Before the ALJ, Bell managers testified that foreign exchange telephone service is telephone service supplied from an exchange outside subscribers normal exchange area. Bells handbook defines it as "[a] service providing a circuit connecting a subscribers main station or private branch exchange with a central office or exchange other than that which normally serves the exchange area in which the subscriber is located."
Here the record clearly shows that, although the petitioner resided in the Coatesville exchange area, he had an Exton exchange that permitted him to make unlimited toll-free calls to Philadelphia, a service not normally available to Coatesville subscribers. Thus, petitioners use of the Exton 363 exchange number in Coatesville to receive metropolitan flat rate service constituted foreign exchange service.
To provide petitioner with foreign exchange service, Bell ran what is known as an interexchange channel, or a foreign exchange line, that connected its Coatesville central office with its Exton central office. To that line the metropolitan flat rate service option was attached. The monthly charge to the petitioner for the interexchange channel, which was based on the aerial distance of eleven miles between the Coatesville and Exton central office, is $60.50 and breaks down as follows: (1) $10.50 for the first mile; (2) $6.50 for each of the next four miles; and (3) $4.00 for each of the final six miles.
Bells witnesses produced Tariff 1819, which became effective in September 1982, to show when the formula for determining the cost of the interexchange channel became effective, and Tariff' 2316, which became effective December 30, 1983, and was in effect when petitioner filed his complaint, to show that the rate had not changed. Those tariffs also show that a transmission function charge of $29 should have been billed to petitioner under Tariff 1819 and it should have been raised to $32 under Tariff 2316. However, before May 1984, Bell never billed petitioner for the transmission function component of his telephone service.

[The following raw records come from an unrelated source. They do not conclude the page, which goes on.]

PR #19761, opened 2023-09-11
[apiConformance] Remove bf16 precision as unsupported

sbalandi:
### Details:
 - *item1*
 - *...*

### Tickets:
 - *CVS-119749*


sbalandi:
bf16 was deleted not only from ov_infer_request_mandatory , but from all places

src/tests/functional/plugin/shared/include/behavior/ov_infer_request/io_tensor.hpp
```diff
@@ -59,7 +59,6 @@ struct OVInferRequestCheckTensorPrecision : public testing::WithParamInterface<O
 
     std::vector<ov::element::Type> precisions = {
```
iefode, line 60: Should be moved to optional, not removed

iefode: @sbalandi ?

sbalandi: fixed

PR #19763, opened 2023-09-11
[core]Migrate the Abs operator to new API

praasz:
### Details:
 - Migrate Abs operator to new API.
 - Move abs function from reduce_l1 to abs.

### Tickets:
 -  [CVS-118475](https://jira.devtools.intel.com/browse/CVS-118475)

### DIFF
--- a/src/core/include/openvino/op/abs.hpp
+++ b/src/core/include/openvino/op/abs.hpp
@@ -30,9 +30,7 @@ public:
 
     std::shared_ptr<Node> clone_with_new_inputs(const OutputVector& new_args) const override;
 
-    OPENVINO_SUPPRESS_DEPRECATED_START
-    bool evaluate(const HostTensorVector& outputs, const HostTensorVector& inputs) const override;
-    OPENVINO_SUPPRESS_DEPRECATED_END
+    bool evaluate(TensorVector& outputs, const TensorVector& inputs) const override;
     bool has_evaluate() const override;
 };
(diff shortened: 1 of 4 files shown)


ilya-lavrenov (commented):
Could you please explain why do we need all this refactoring? 
To migrate to new API, we need:
- HostTensor -> Tensor
- get_data_ptr -> data

Which is 10 lines of code, while current PR has 140 changed lines.

jane-intel (approved):
LGTM.

@ilya-lavrenov please take into consideration that legacy namespaces are also sorted out. and with Evaluate structure we get rid of switch-cases.

praasz:
> Could you please explain why do we need all this refactoring? To migrate to new API, we need:
> 
> * HostTensor -> Tensor
> * get_data_ptr -> data
> 
> Which is 10 lines of code, while current PR has 140 changed lines.

I've just maybe not good enough description for PR.

The main goal is migration to new API (replace Host tensor, includes, deprecated tools, using namespace)
Additionally If reference implementation is simple I'll check if applied changes reduce binary size (if yes then I modify it).

For more complex operator the migration will be done and reference implementation will be refactored later if there will be benefit for binary size reduction (big templates or used in many operators).

For ops which not have evaluate, the migration can be done in batch as it will be only removing legacy code.
For reference implementation if not used in operators then only remove legacy code will be applied (can also be done in batch), they not impact on ov binary size but only for template plugin size.

PR #19767, opened 2023-09-12
[GPU] Do not use usm_host memory buffers for PVC as a device inputs

sshlyapn:
### Details:
 - This PR prohibits usm_host memory buffers usage as a device inputs since sometimes it causes significant perf degradations 
 
### Tickets:
 - 121649

### DIFF
--- a/src/plugins/intel_gpu/src/plugin/sync_infer_request.cpp
+++ b/src/plugins/intel_gpu/src/plugin/sync_infer_request.cpp
@@ -28,6 +28,19 @@
 
 namespace {
 
+inline bool can_use_usm_host(const cldnn::engine& engine) {
+    auto can_use_usm = engine.use_unified_shared_memory();
+
+    // WA: Disable USM host memory for infer request`s tensors for PVC as
+    // it has performance issues in case of host <-> device data transfers inside kernels
+    // Use unsupported SIMD8 as unique attribute of PVC
+    auto supported_simd_sizes = engine.get_device_info().supported_simd_sizes;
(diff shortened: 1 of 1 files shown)


src/plugins/intel_gpu/src/plugin/infer_request.cpp
```diff
@@ -25,6 +25,18 @@ const char str_device_output_unsupported_blob[] = "Device output is of an unsupp
 const char str_input_not_allocated[] = "Input data was not allocated.";
 const char str_output_not_allocated[] = "Output data was not allocated.";
 
+static bool can_use_usm_host(const cldnn::engine& engine) {
+    auto can_use_usm = engine.use_unified_shared_memory();
+
+    // WA: Disable USM host memory for infer request`s tensors for PVC as
+    // it has performance issues in case of host <-> device data transfers inside kernels
+    auto supported_simd_sizes = engine.get_device_info().supported_simd_sizes;
+    if (std::find(supported_simd_sizes.begin(), supported_simd_sizes.end(), 8) == supported_simd_sizes.end())
```
vladimir-paramuzov, line 34: Why not checking `gfx_ver` instead? Do we still have version parsing issues?

sshlyapn: @vladimir-paramuzov, how fixed version is supposed to look like? Something like "12.8.0"?

vladimir-paramuzov: Yes, 12.8.x:
https://github.com/intel/compute-runtime/blob/master/opencl/source/xe_hpc_core/cl_gfx_core_helper_xe_hpc_core.cpp#L29

p-durandin (approved):

PR #19768, opened 2023-09-12
[GPU] Fixed static init order for serialization

vladimir-paramuzov:
### Details:
 - `type_for_serialization` could be initialized after `BinaryOutputBuffer<>` and save/load functions are registered with "" as a key instead of type identifier. Reproduced with clang-16
 -  `DECLARE_OBJECT_TYPE_SERIALIZATION ` is now called for all primitives within `CLDNN_DECLARE_PRIMITIVE` macro
 - Updated `DECLARE_OBJECT_TYPE_SERIALIZATION` call in primitive impls to pass impl name

### Tickets:
 - *119938*


ilya-lavrenov (approved):
Tested on the reported configuration - no crash with this PR 👍 
Thanks!

e-ddykim (approved):
Looks good to me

Bell's failure to bill petitioner correctly did not vest petitioner with any right to continued underbilling after Bell discovered its mistake. Instead, Bell was legally obligated to bill petitioner consistent with its latest tariff. Tariffs are binding contracts on the utility and the customer, and there is no lawful rate contrary to the last tariff published as provided by law. Brockway.
Petitioner has not proved that any of the charges relating to his telephone service are unreasonable.
Finally, in his petition for review to this court, petitioner raised questions concerning the wording of Bell's bills and contracts with their customers. Those issues were not raised before the PUC, and cannot be considered by this court.
Accordingly, we affirm the decision of the PUC.
Order
Now, October 2, 1987, the order of the Pennsylvania Public Utility Commission entered July 29, 1986, at C-844285, dismissing the complaint of Leonard M. Strunk, is hereby affirmed.
Metropolitan Area Flat Rate Service is an optional service available only to residential customers located within the Philadel phia or Philadelphia suburban exchange, or the first tier of exchanges immediately adjacent to a Philadelphia suburban exchange, and permits subscribers unlimited toll-free calls within the Philadelphia area.
The transmission function is equipment required to assure that, once the interexchange channel is connected, conversation between two points will be transmitted adequately. The transmission function charge is an additional charge at each end of the interexchange channel.